I have one client who is providing a project management service to their customers that the customers never even imagined. This service is at no cost to the customer. My client benefits by now being able to control additional elements of the project, thus minimizing field changes and ultimately reducing his total costs. Since none of his competition has this ability, the service clearly differentiates him from the competition. The service also offers savings to the customer and builds a bridge of partnership in the often-adversarial world of contractor/sub-contractor relationships.
The figure below is helpful in visualizing the concept of holistic product design. The inner rings are the aspects we most often regard as product design. This is also where the heavy lifting and high resource demand of product design reside. It is in the outer rings that differentiation can be achieved at a relatively minor level of implementation cost. Most of these “augmented” and “intangible” attributes can be changed or added to existing products without costly revisions to their design.
Do not allow the evaluation of proposed changes to be biased by a litany of self-imposed barriers. Define the true issues to be addressed; then develop the strategy to solve them. Painted doors and drawer fronts on stained clear coat cabinets is a perceived problem for some manufactures, only because they haven’t done it before and it doesn’t exist in their “standard” product offering. Don’t allow self-imposed false barriers to block your access to a broader market.
Not all customer accommodations will result in higher price, but they can accomplish the goal of differentiation and thus increase sales volume. Customers are not willing to pay a significant premium for an interactive website that allows them to participate in the design of their project or to monitor status of their orders. However, they are far more likely to favor you with orders over your similar priced competitors who do not offer these services. Access to an interactive web site will also invite potential customers to your table who might otherwise not have “stopped in” had it not been available.
Utilize technology you already have and extend that power to your customers. Custom products such as store fixtures can utilize common CAD formats with customers through easily implemented FTP (File Transfer Protocol) applications. This will encourage interactive collaboration on the part of your customers. It also holds the potential of shortening the design/approval stages of projects that seldom add to cash flow.
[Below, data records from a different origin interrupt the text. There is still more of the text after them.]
PR #14913, opened 2026-09-06
test: disable CSS transitions in Cypress

splincode:
Disables Taiga UI CSS transitions in Cypress component tests by setting
`--tui-duration: 0ms` on `body`.

This keeps visual regression snapshots deterministic while preserving the
existing `TUI_ANIMATIONS_SPEED = 0` setup for DI-driven animations.

image

### DIFF
--- a/projects/demo-cypress/src/tests/stepper.cy.ts
+++ b/projects/demo-cypress/src/tests/stepper.cy.ts
@@ -1,35 +1,38 @@
 import {ChangeDetectionStrategy, Component} from '@angular/core';
+import {TuiRoot} from '@taiga-ui/core';
 import {TuiStepper} from '@taiga-ui/kit';
 import {TuiCard} from '@taiga-ui/layout';
 
 @Component({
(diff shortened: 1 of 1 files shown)


waterplea (approved):

projects/demo-cypress/src/support/component-index.html
```diff
@@ -20,6 +20,11 @@
         ></div>
 
         <style>
+            body {
+                /* Keep visual regression tests deterministic by disabling CSS transitions */
+                --tui-duration: 0ms;
+            }
```
vladimirpotekhin: Maybe wrap the stepper test in tui-root? That way, we can also verify that the component responds to prefers-reduced-motion

waterplea: Good idea

splincode: fixed

mdlufy (approved):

After-sales accommodations can offer attractive incentives to prospective customers, but be sure you understand the potential cost that might be incurred. Those potential costs may be less than you imagine. One major developer that I know offers a ten-year new home warranty at a slight premium. Knowing their quality isn’t higher than the competition who offers only the standard one-year warranty I questioned how they could do that. The answer was rooted in understanding their market; their average buyer moves within four years and the warranty isn’t transferable. They experience a very low claim level on an option that most buyers elect.
After-sales maintenance can offer significant benefits to both you and your customers. It can provide a new revenue stream and at the same time keep you connected to your customers and future business.
Direct delivery to the customer can be a valuable tool in building ongoing relationships. Make certain that the delivery people represent you well, are accommodating, well mannered and present a professional image. Don’t allow a potential sales tool to become a liability through poor management of those who become the “face” of your company.
All of these initiatives have one thing in common; they cast a wider net. Having a green image, for example, does not mean that all your customers will ultimately buy green; it does mean that some of those customers stopped at your door precisely because you presented a green image.
As you look for ways of improving your market penetration, keep in mind that you have more options than simply new product. Look at your product design arena in a holistic way and consider adding attributes to existing designs that can expand your market, or offer improved pricing in your existing market.
The market for most of our industry is constrained. Increasing volume, or even holding steady, will require an increase in market share or moving into new markets; that will not happen by doing business in the same old way.